The Pageant of the Lights has gotten under way outside now — a ribbon of swaying torches gliding soundlessly down the expert slope like an overflow of human lava. All is preternaturally visible through the panoramic window. A large, bundled crowd of spectators has assembled at the bottom of the slope behind some snow fences, many holding candles in scraps of paper like at a Grateful Dead concert. All other artificial light is extinguished, except for the Yuletide spruce at the top. The young smorgasbord attendants, in their aprons and paper caps, have gathered at the window to witness the event yet again. Some are snickering. Someone remembers to turn the lights off in the Tyrol Room. Dinner is suspended.
“Do you downhill,” Roger asks, leaning over his empty plate in the half darkness. He is whispering, for some reason. Things could really turn out great, Faith understands him to be thinking: Eighty-six the girls. Dismantle plenty of jets. Just be friendly and it’ll happen.
“No, never,” Faith says, dreamily watching the torchbearers schussing side to side, a gradual, sinuous, drama-less tour downward. “It scares me.”
“You’d get used to it.” Roger unexpectedly reaches across the table to where her hands rest on either side of her uneaten salad. He touches, then pats, one of these hands. “And by the way,” Roger says. “Thanks. I mean it. Thanks a lot.”

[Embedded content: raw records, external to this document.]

PR #1071, opened 2026-08-20
fix(nika-check): judge every secret at a shared sink

ThibautMelen:
## Summary

- judge each direct or task-local secret edge at a shared effect against its own egress consent
- preserve the bounded historical propagation trace and public accessor behavior
- include literal for_each item secrets in IFC and JOURNEY

## Proof

- cargo test -p nika-check --lib — 521 passed
- cargo test -p nika-display --lib — 130 passed
- cargo test -p nika-cli --lib verbs::check::tests — 41 passed
- full pre-push gate — green, including workspace --lib, clippy, ratchets, and hygiene
- E2E: nika try 01-hello rc 0; nika check example rc 0; nika list returns exactly two fixtures
- adversarial two-secret fixture now rc 2 and reports only z_uncleared

## Scope

Multi-secret propagation through captured upstream outputs remains deliberately singular and is not claimed by this change.


ThibautMelen:
Replaced by #1084 after rebasing onto current main and preserving history without force-push.

PR #1083, opened 2026-08-20
fix(run): the preview prices the seat the run will use, and AUTH-008 names a door that parses

### LINKED ISSUE #1051: run --dry-run ignores --model, and prices the wrong one
Found by a persona wave against the released binary (0.111.0). Measured, not inferred.

## What happens

`check` honours `--model`. `run --dry-run` does not. Same flag, same file,
same binary:

```
nika check --model mock/echo prod.nika.yaml
      wave 2 think (infer · mock/echo)
```

```
nika run prod.nika.yaml --dry-run --model mock/echo
  ◇ think  ⧗ infer · ollama/llama3.2:3b
```

The dry-run silently keeps the envelope's model and prices *that* — in the
human render (`est unbounded`) and in the `--json` plan.

## Why it matters

The preview of a run disagrees with the run it previews, and it fails in the
dangerous direction: a cheap envelope model overridden on the command line to
an expensive one is quoted at **$0** by the very surface an operator uses to
decide whether to run it.

A preview that misreports the model and the cost of the run it is previewing
is worse than no preview, because it is trusted.

## Suggested shape

Either apply the override the way `check` already does — the substitution is
implemented there (`with_model_override`) and `check`'s docstring says it is
"the same substitution the run's budget preflight prices" — or refuse the flag
combination loudly rather than dropping it.

Related: #1050 (the ancestor project file sets the budget with no pre-run
disclosure). Both are the same class — the pre-run surfaces do not show what
the run will actually do.

### LINKED ISSUE #1073: NIKA-AUTH-008 teaches a repair the parser refuses
`NIKA-AUTH-008` closes with a fix line that names `declassify:` on the task as
"the only door". That key merged into `lift:` on 2026-08-11, and the same binary
refuses it at parse.

Reproduced on the published 0.111.0.

The finding:

```
✖ PERMITS [NIKA-AUTH-008] task `load` … ∉ fs.read ["datasets/**"]
   fix: keep the value inside the boundary · or declare declassify: on the task (the only door)
```

Following that advice, verbatim:

```
✖ PARSE [NIKA-PARSE-005] unknown field `declassify` in task `load` (strict mode)
   — merged into `lift:` (2026-08-11) — the law is a PARAMETER of one door, not
   two spellings; `lift:` names which law the task opens and why
```

That parse error is excellent. It names the replacement, dates the merge, and
explains the design. It sits three feet from a message that teaches the dead
spelling as the only way out.

So a reader who does exactly what the tool says lands on a second error, and the
only thing that saves them is that the *second* error is better written than the
first. An error whose remedy is refused costs more than the error itself: these
messages are this tool's best feature, and one of them being wrong makes every
other one worth less.

Three internal surfaces carried the same stale word — the module's law-5
heading, an inline comment, and a fixture name.

**Fixed** on `fix/dry-run-prices-the-model-it-will-use`. The new line also names
the binding at fault instead of a placeholder, since the taint paths were
already in hand:

```
fix: keep the value inside the boundary · or open the door on the task:
     `lift: [{law: taint, from: inputs.p, because: …}]`
```

The test does not compare strings. It takes the door the fix names, writes a
workflow that uses it, and requires a strict-mode parse — so a future rename
breaks at the rename rather than at the next person who follows the advice.
Mutation-proven: restoring the dead spelling turns it red.

Worth asking separately whether other findings' `fix:` texts name keys that no
longer parse. This one was found by following the advice; nothing in CI was
looking.

ThibautMelen:
Two defects a persona wave found, each reproduced from the tool's own scaffold
before it was filed, each closed with a test that would have caught it.

## The preview prices the seat the run will use (#1051)

`run --dry-run --model m` never applied the flag. Measured against `nika new
snippets/hello-ai` unedited, on the published 0.111.0 versus this build:

```
unresolvable model   rc=0 green plan  →  rc=2 ✖ MODELS (the same refusal check gives)
resolvable swap      ollama/llama…    →  mock/echo, on the card AND in the JSON
cost line            est unbounded    →  est out ≤$0.0000
no flag              unchanged (control)
```

Three surfaces, one flag, and the preview was the only one blind to it. The
`plan_version: 1` object carried the wrong model too, so a machine reading the
plan was misled, not only a reader.

Two things the first attempt got wrong, both caught by measuring rather than by
reading:

1. Deciding admissibility on `report.is_clean()` waves the swap straight
   through, because MODELS sits outside that criterion — the P0-11 shape this
   codebase already paid for once on the check lane. The verdict is now composed
   the same way it is composed there.
2. The human card rendered through `inspect::run(file, …)`, which **re-reads and
   re-checks the file**. A fix reaching the JSON would still not have reached
   the card a person reads, and the unit test — which pins the payload — would
   have gone green on half a repair. `inspect` gained a `render_pair` that
   renders the pair it is handed: one projection, one pair, two surfaces that
   agree by construction, and one redundant re-check gone from the dry-run path.

The lane moved into `run/dry_run.rs` because `run_verdict` was at **exactly
100/100 lines** and `run/mod.rs` at 1461/1500 *before* this feature. Neither
wall was created by the fix; both had nothing left to give.

## The AUTH-008 remedy names a door the parser admits (#1073)

`NIKA-AUTH-008` closed with a fix line naming `declassify:` as "the only door".
That key merged into `lift:` on 2026-08-11, and the same binary refuses it at
`NIKA-PARSE-005` — with an excellent message naming `lift:`, three feet from the
one that did not.

```
before  fix: … or declare declassify: on the task (the only door)
after   fix: … or open the door on the task:
             `lift: [{law: taint, from: inputs.p, because: …}]`
```

It now names the binding at fault instead of a placeholder, since the taint
paths were already in hand. Three internal surfaces carried the same stale word
and moved with it — the module's law-5 heading, an inline comment, and a fixture
name.

The test does not compare strings. It takes the door the fix names, writes a
workflow that uses it, and requires a strict-mode parse — so a future rename
breaks at the rename rather than at the next person who follows the advice.

## Proof

Both fixes are mutation-proven in both directions: with the repair disabled the
new tests go red and the controls stay green. Both were verified end to end
against two real binaries, published 0.111.0 against this build.

Gates green: fmt, clippy `-D warnings`, crate-size, fn-length, loc-limits,
unwrap, expect, layering.

Closes #1051
Closes #1073


ThibautMelen:
Superseded by #1099, which replays the two functional commits on current main, removes the unsigned merge commit, regenerates estate, and passes the current 15k crate-size ratchet.

ThibautMelen:
Superseded by #1099 (merged). That PR replayed the two functional commits on current main, moved the plan projection into nika-check so nika-cli stays under the 15k wall, and closed #1051 / #1073.

This branch still carries the unsigned merge commit and a crate-size overshoot against pre-nika-arm main. Closing rather than force-pushing a duplicate.

PR #1093, opened 2026-08-21
test(nika-pack): the template surface is asserted by name, not by a typed count

ThibautMelen:
`pack_integrity` carried `assert_eq!(template_names().len(), 10)`, with a comment recording an earlier hand-edit from 9. A typed equality only ever notices that a number moved. A **half sync** (canon declares 14, twelve files land) walks straight past it, because the count it compares against is the one an editor typed rather than the one the vendored canon declares.

`spec_parity` now reads `templates.{count,items}` out of the embedded canon and asserts **set equality by name** against the embedded surface, matching the shape its provider sibling already uses. When it fails it names both directions, so the reader knows which half of `scripts/sync-pack.sh` did not run. `pack_integrity` keeps a floor, consistent with its `>=` neighbours.

**Mutation-proven** · renaming one declared template to a wrong name of equal cardinality reddens it and prints both lists. The file hash was captured before and after, so the mutation is known to have taken effect.

**How this surfaced** · the release train checklist reported the vendored pack drifting from the spec canon. Syncing from spec HEAD was the wrong gesture · `SPEC_PIN` says *never HEAD*, and `spec-pin-heal.yml` owns advancing it PR-only. This PR keeps only the part that is true at any pin.

### DIFF
--- a/crates/nika-pack/tests/pack_integrity.rs
+++ b/crates/nika-pack/tests/pack_integrity.rs
@@ -89,7 +89,11 @@ fn every_manifest_entry_resolves_and_hashes_clean() {
 
 #[test]
 fn surface_counts_hold() {
-    assert_eq!(nika_pack::template_names().len(), 10); // t2-model-bench joined the SSOT (the 9-vs-10 diamond-audit fix)
+    // A FLOOR here, never a typed count. The exact surface is asserted by NAME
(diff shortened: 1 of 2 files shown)


ThibautMelen:
Superseded by a branch carrying the DCO sign-off and the clippy fix (cast_possible_truncation on templates.count). Same two files, no force-push.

Back in the condo all is serene. Esther and the girls are still at the skating rink. Roger has wandered back to The Warming Shed. He has a girlfriend in Port Clinton, a former high-school counselee, now divorced. He will be calling her, telling her about his new Tennessee plans, adding that he wishes she were here at Snow Mountain Highlands with him and that his family could be in Rwanda. Bobbie, her name is.
A call to Jack is definitely in order. But first Faith decides to slide the newly trimmed rubber-tree plant nearer the window, where there’s an outlet. When she plugs in, most of the little white lights pop cheerily on. Only a few do not, and in the box are replacements. This is progress. Later, tomorrow, they can affix the star on top — her father’s favorite ritual. “Now it’s time for the star,” he’d always say. “The star of the wise men.” Her father had been a musician, a woodwind specialist. A man of talents, and of course a drunk. A specialist also in women who were not his wife. He had taught committedly at a junior college to make all their ends meet. He had wanted Faith to become a lawyer, so naturally she became one. Daisy he had no specific plans for, so naturally she became a drunk and sometime later, an energetic nymphomaniac. Eventually he died, at home. The paterfamilias. After that, but not until, her mother began to put weight on. “Well, there’s my size, of course,” was how she usually expressed it. She took it as a given: increase being the natural consequence of loss.